I didn't have to mess w/ DynamoDB too much, because it's a schemaless data store. That said, I did want to partition the messages by channel. And had I cared about paging through messages, I'd have needed to create a secondary index on the messages table sorted by date to avoid table scans. (I didn't bother.)
The biggest problem, and if I were interviewing someone, this would be a huge knock in my book, is that there's nary a test in this entire project. There are a few reasons for this.
- With a serverless backend, I would be forced to either a) create test environments in AWS AppSync and Cognito and run particularly slow & possibly flaky (not local) integration tests, or b) Mock everything out, which would require knowing what to expect before hand, which in this project I almost never did. Compounding this is the fact that forum posts suggest that AWS AppSync can not yet be controlled via CloudFormation. That would leave me with unit testing as the primary option. Just unit testing makes me nervous because it doesn't test the contracts at your boundaries, which makes them useless (at best) for refactoring between components. But even in the serverless project I contributed to, everything was mocked.

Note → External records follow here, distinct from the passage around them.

PR #2612, opened 2026-03-23
Namespace Plantuml in the browser, and add a way to render to an svg …

acenturyandabit:
…string instead of a div

This makes plantuml.js nicer to use for projects which integrate plantuml as a component.

### DIFF
--- a/build.gradle.kts
+++ b/build.gradle.kts
@@ -82,6 +82,7 @@ repositories {
 teavm {
 	js {
 		mainClass.set("net.sourceforge.plantuml.teavm.browser.PlantUMLBrowser")
+		entryPointName.set("plantumlLoad")
 		obfuscated.set(true)
 		optimization.set(org.teavm.gradle.api.OptimizationLevel.BALANCED)
 		// obfuscated.set(false)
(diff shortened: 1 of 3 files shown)


arnaudroques:
Thanks for the patch! The namespace approach and `renderToString` are great additions. This makes the JS API much cleaner for projects integrating PlantUML as a component.

We have merged it with two minor tweaks:
- Moved the `removeAllChildren()` call after `buildSvg()` in `doRender()`, so the old SVG stays visible during rendering and avoids a visual flicker.
- Restored the `BrowserLog.reset()` call that was dropped during the refactoring, so the render duration in the status bar is measured correctly.

So many thanks for your contribution!

By the way, I'm curious about what project are you planning to use the JS version of PlantUML in?

acenturyandabit:
Thanks for tweaking and merging! I'm using plantuml as part of an app that extends plantuml with a nested bullet list and filtering, which allows dynamic expansion, rehighlighting and collapsing of subcomponents of the diagram.

image

I've currently been using plantuml on server-side, because as a TS/JS programmer, plantuml's Java code has been a dense closed box, but now with claude, I'm able to navigate the code and suggest some improvements. I'll look out a bit more closely for accidental removals in the future 😅 

Love this project, thank you for sharing!

PR #2619, opened 2026-03-24
Restore Group functionality in SvgGraphicsTeaVM

acenturyandabit:
I was using groups previously for highlighting with css selectors - this patch creates similar functionality (not quite drop in, but attaches 'data-entity' to the svg-groups, allowing mapping between svg elements and plantuml source strings.


acenturyandabit:
For some reason consecutive renders stop working after this. I'm still investigating.

acenturyandabit:
My error was in my own external code - this PR is fine.

Issue #878, opened 2022-01-24
It's possible to specified link position between packages and between component and packages?


hjianhao:
when I link packages

```
package p1 {
    component a1
    component b1
}

package p2 {
    component a2
    component b2
}

p1 --> p2
```
I got the result

![image](https://user-images.githubusercontent.com/6102007/150774292-58cdde7d-aada-4dfa-9425-d58178056081.png)

Can I specify the endpoint position of the link between packages, for example, link endpoint at the center of the package side?

![image](https://user-images.githubusercontent.com/6102007/150774778-5511e4ac-bde3-4a0f-b151-4593b45093f1.png)

So as the link between component and package

 
![image](https://user-images.githubusercontent.com/6102007/150774963-c5806047-c023-4b3b-90b5-bcadb1fec9ee.png)

The-Lum:
Hello @hjianhao,

_If the internal components are without any connection with the external components..._
A possible workaround is to use **sub-diagram**, as:
```puml
@startuml
package p1 [
{{
    component a1
    component b1
}}
]

package p2 [
{{
    component a2
    component b2
}}
]

p1 --> p2
@enduml
```
>[![](http://www.plantuml.com/plantuml/svg/SoWkIImgAStDuIhEpimhI2nAp5KeI4pEJanFTG9IwKNvfNafoVav-KKAvHcP9QbSK4c50aE5QAxgQYu584ZEpot8pqlDAr58D4GJI3BaggtbYkL2w3F2giy8NPyHJ9-XWgwk7L0RbqDgNWhGeG00)](http://www.plantuml.com/plantuml/uml/SoWkIImgAStDuIhEpimhI2nAp5KeI4pEJanFTG9IwKNvfNafoVav-KKAvHcP9QbSK4c50aE5QAxgQYu584ZEpot8pqlDAr58D4GJI3BaggtbYkL2w3F2giy8NPyHJ9-XWgwk7L0RbqDgNWhGeG00)

See also:
- https://forum.plantuml.net/13167/there-any-way-make-the-arrow-between-frames-being-align-center

Regards.

hjianhao:
This workaround has serious side effects,  the components in the sub-diagram can not link to other elements outside the package. That's almost unacceptable.  T_T

The-Lum:
I agree, and this is the mentioned constraint:
>If the internal components are without any connection with the external components...

The-Lum:
Hello @hjianhao,

[...]

PR #2654, opened 2026-04-09
Fix: center cluster edge arrows via za positioning and sibling-edge

dnguyenv:
[Svek] fix arrow endpoints centering on cluster borders
  - defer za anchor declaration between children for centered Graphviz positioning
  - enable `compound=true` with `lhead/ltail` for native cluster edge clipping
  - add `hasNoInternalEdges` guard to protect state machine layouts
  - add `hasNoEdgeToSibling` guard to prevent arc regressions on nested clusters
  - skip `compound=true` for LTR + ortho combinations
  - etc 

  Ref: #878, #2644 

@arnaudroques Here is my approach for the cluster edge centering fix. Appreciate your review and feedback!

### DIFF
--- a/src/main/java/net/sourceforge/plantuml/svek/Cluster.java
+++ b/src/main/java/net/sourceforge/plantuml/svek/Cluster.java
@@ -537,11 +537,23 @@ public class Cluster implements Moveable {
 
 	public SvekNode printCluster2(StringBuilder sb, Collection<SvekEdge> lines, StringBounder stringBounder,
 			DotMode dotMode, GraphvizVersion graphvizVersion, DiagramType type) {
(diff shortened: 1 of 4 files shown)


The-Lum:
Hi @arnaudroques, @dnguyenv 

- What is your conclusion?
- Are the modifications on `plantuml:master-2645` are acceptable?
- Do you plan to add on the main branch?

[EDIT]
See also:
- #2645

Regards,
Th.

dnguyenv:
Thanks @The-Lum for following up. The PR is as far as I can take it for now..would love to get feedback from @arnaudroques (and others) on whether it’s good enough to merge into main. happy to maintain the enhancements+  address any issues that come up.

PR #2665, opened 2026-04-22
🐛 fix label overlapping nodes in ortho layout

hundredGrand:
## Summary
Reduces cases where edge labels overlap nodes when using `skinparam linetype ortho`.

## Changes
- Extend existing collision handling to include edge labels (`labelXY`)
- Add label-label collision handling to reduce stacking in dense diagrams

## Tests
- Added Java tests for ortho rendering scenarios

## Notes
This change operates in the post-layout phase and does not modify Graphviz layout constraints.
In very dense diagrams, placement may still be suboptimal due to layout limitations.

## Reproduction
See `ortho_label_basic.puml` for a minimal example.

After: 
test

Before: 
Screenshot 2026-04-22 114940


The-Lum:
Hi @hundredGrand 

- Why not place the labels directly far above the arrows instead of far below?

Regards,
Th.

PR #2680, opened 2026-05-03
Complete implementation of Record and Dataclasses

Intybyte:
After some testing I realized I missed some implementation when making the PR #2232, this should add the missing stuff, and allow muting between the new added class types


src/main/java/net/sourceforge/plantuml/classdiagram/command/CommandHideShowByGender.java
```diff
@@ -143,6 +143,10 @@ else if (arg1.equalsIgnoreCase("metaclass"))
 			gender = EntityGenderUtils.byEntityType(LeafType.METACLASS);
 		else if (arg1.equalsIgnoreCase("stereotype"))
 			gender = EntityGenderUtils.byEntityType(LeafType.STEREOTYPE);
+		else if (arg1.equalsIgnoreCase("record"))
+			gender = EntityGenderUtils.byEntityType(LeafType.RECORD);
+		else if (arg1.equalsIgnoreCase("data"))
```
Intybyte, line 148: uhmmm whoops? should be dataclass, realized now

arnaudroques: Yes, probably :-)
I've just forced push a fix... :-)

PR #2714, opened 2026-05-21
🐛 accept decimal period, pulse and offset for timing clock

### LINKED ISSUE #2711: Decimals in clock not working in timing diagram
**Describe the bug**
Giving a decimal as period or offset of clock in timing diagram gives an error.

**To Reproduce**

```puml
@startuml
clock "MyClock" as Clk with period 12.5 offset 0.1
binary "State" as B

@0
B is low

@10.5
B is high

@enduml
```
gives the error in line 2

```puml
@startuml
clock "MyClock" as Clk with period 12 offset 1
binary "State" as B

@0
B is low

@10.5
B is high

@enduml
```
works as expected.

**Expected behavior**
As I depict the timing in ns, I also need decimals, not only integers

**Additional context**
I am using PlantUML version 1.2026.3 / 208af3a [2026-05-08 16:11:48 UTC] (GPL source distribution) and Java(TM) SE Runtime Environment (build 26.0.1+8-34)

IgniparousTempest:
https://github.com/plantuml/plantuml/issues/2711

The CommandClock regex only matched integer values for the clock's period, pulse and offset, so

    clock "MyClock" as Clk with period 12.5 offset 0.1

failed to parse. The downstream rendering code (PanelsClock, Panels.xOfTime, drawHorizontalBetweenTimes) already operates on doubles, so the values were being constrained needlessly at the parser level.

Allow decimals in the regex and propagate the values as double through PlayerClock, PanelsClock and TimingDiagram.createPlayerClock / getClockValue. BigDecimal.valueOf(double) is used in place of new BigDecimal(double) to avoid binary-precision noise.

Adds a non-regression test reproducing the original bug report.

Closes #2711


arnaudroques:
Thanks for your PR!

I have two points:

1) instead of changing code from `int` to `double`, could you rather move directly from `int` to  `BigDecimal`?
```java
	private final BigDecimal period;
	private final BigDecimal pulse;
	private final BigDecimal offset;
```

2) About test, it's great that you have provide some of them.

However, we are moving to a better & simplier way.
It's not documented yet, but you'll find an example here:

https://github.com/plantuml/plantuml/blob/master/src/test/resources/vega/mvp/hello-both.puml

You just have to create a new .puml file somewhere in the "vega" tree structure (you can even create folder).
In the YAML header, you write a few lines, with the output format and the expected-description.
Something like:

```puml
---
output: svg, debug
expected-description: (Timing Diagram)
---
@startuml
clock "MyClock" as Clk with period 12.5 offset 0.1
binary "State" as B

@0
B is low

@10.5
B is high

@enduml

```

When you run test for the first time, a .txt or/and .svg file will be created for you.
This will be the expected result for future tests.


Does it sound good to you?

IgniparousTempest:
Done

- I've already got some experience w/ unit testing in Javascript, so adding them would not have advanced my own knowledge very much. Additionally, unit tests don't help you refactor your code, the way integration tests do. So adding them after the fact once I'd figured out how all this new tech worked together would not have added a tremendous amount of value
There are a few known bugs. The most egregious one is that after you log in, you have to refresh the page manually. This owes to the fact that the docs for Cognito are so abysmal, and while I cobbled something together, the auth code is in the wrong location. The auth code is just there as a PoC. It needs to be refactored heavily.